Pro Tips for Success

Here are some expert insights to ensure your dish turns out perfectly:

  • Rinse the Rice: This step removes excess starch, preventing the rice from becoming gummy.
  • Mix Ingredients Thoroughly: Ensure that the puree is well-blended for an even flavor throughout the dish.
  • Don’t Overcook the Shrimp: They cook quickly; remove them as soon as they’re opaque to avoid rubbery texture.
  • Check Liquid Levels: If your rice is not cooking properly, add a splash more water and return to the oven.
  • Let it Rest: After baking, let the skillet sit covered for a few minutes for the flavors to meld.
  • Garnish Generously: Fresh herbs or additional lime juice can elevate the dish.
  • Experiment with Spice: Adjust the cayenne pepper to match your heat preference or try adding spices like cumin for variation.
  • Serve Fresh: This dish is best enjoyed immediately but can be stored for leftovers.

Avoiding Common Mistakes

Even the best recipes can go awry. Here are some common pitfalls to watch out for:

  • Skipping the Rinse: Neglecting to rinse the rice can lead to a sticky mess.
  • Overcrowding the Skillet: If the skillet is too full, ingredients won’t cook evenly; use a larger pan if necessary.
  • Underestimating Cook Time: Each oven varies; check for doneness and adjust time as needed.
  • Using Frozen Shrimp Directly: If using frozen shrimp, ensure they are fully thawed for even cooking.

Variations to Try

If you’re feeling adventurous, here are some delightful variations to keep your meals exciting:

  • Chicken & Rice Skillet: Substitute shrimp with diced chicken breast for a hearty twist.
  • Vegetable Medley: Add seasonal vegetables like zucchini, peas, or asparagus to boost nutrition.
  • Spicy Cajun Style: Incorporate Cajun seasoning for a fiery Southern kick.
  • Vegan Delight: Replace shrimp with chickpeas and use vegetable stock instead of water.

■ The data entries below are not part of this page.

PR #4082, opened 2019-08-14
Fix invalid schema - Closes #4077

### LINKED ISSUE #4077: Invalid schema usage for validating transaction
### Expected behavior
When fetching the transaction from peer, it should use correct schema

### Actual behavior
It is using invalid schema.

### Steps to reproduce
Try to get any transaction from peer

2.2-

shuse2:
### What was the problem?
Transaction response was validated against wrong schema

### How did I solve it?
Change the schema to validate

### How to manually test it?
Start a node and connect to a network which has transaction inside

### Review checklist

- [x] The PR resolves #4077 

### DIFF
--- a/framework/test/jest/unit/specs/modules/chain/loader.spec.js
+++ b/framework/test/jest/unit/specs/modules/chain/loader.spec.js
@@ -118,6 +118,9 @@ describe('Loader', () => {
 					error = err;
 				}
 				expect(error.length).toBe(1);
+				expect(error[0].message).toBe(
+					"should have required property 'transactions'",
+				);
 			});
 		});
 	});
--- a/framework/test/jest/unit/specs/modules/chain/loader.spec.js
+++ b/framework/test/jest/unit/specs/modules/chain/loader.spec.js
@@ -1,0 +1,124 @@
+/*
+ * Copyright © 2019 Lisk Foundation
+ *
+ * See the LICENSE file at the top-level directory of this distribution
+ * for licensing information.
+ *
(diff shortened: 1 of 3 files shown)


framework/test/jest/unit/specs/modules/chain/loader.spec.js
```diff
@@ -0,0 +1,124 @@
...
+			});
+
+			it('should not throw an error', async () => {
+				let error;
+				try {
+					await loader._getTransactionsFromNetwork();
+				} catch (err) {
+					error = err;
+				}
+				expect(error).toBe(undefined);
```
ManuGowda: why not to use chai's `to.not.throw` ? something like this `expect(function () {}).to.not.throw();`

framework/test/jest/unit/specs/modules/chain/loader.spec.js
```diff
@@ -0,0 +1,124 @@
...
+			});
+
+			it('should throw an error', async () => {
+				let error;
+				try {
+					await loader._getTransactionsFromNetwork();
+				} catch (err) {
+					error = err;
+				}
+				expect(error.length).toBe(1);
```
ManuGowda: expecting an error would be more concise than just checking the length.

framework/test/jest/unit/specs/modules/chain/loader.spec.js
shuse2: with `await`, it doesn't work well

Storing and Make-Ahead Instructions

Planning ahead? Here’s how to store and make this dish in advance:

  • Make-Ahead: You can prepare the puree and chop the vegetables a day in advance. Store them covered in the fridge.
  • Storage: Leftovers can be stored in an airtight container in the refrigerator for up to 3 days.
  • Reheating: Reheat gently on the stove or in the microwave, adding a splash of water to prevent drying out.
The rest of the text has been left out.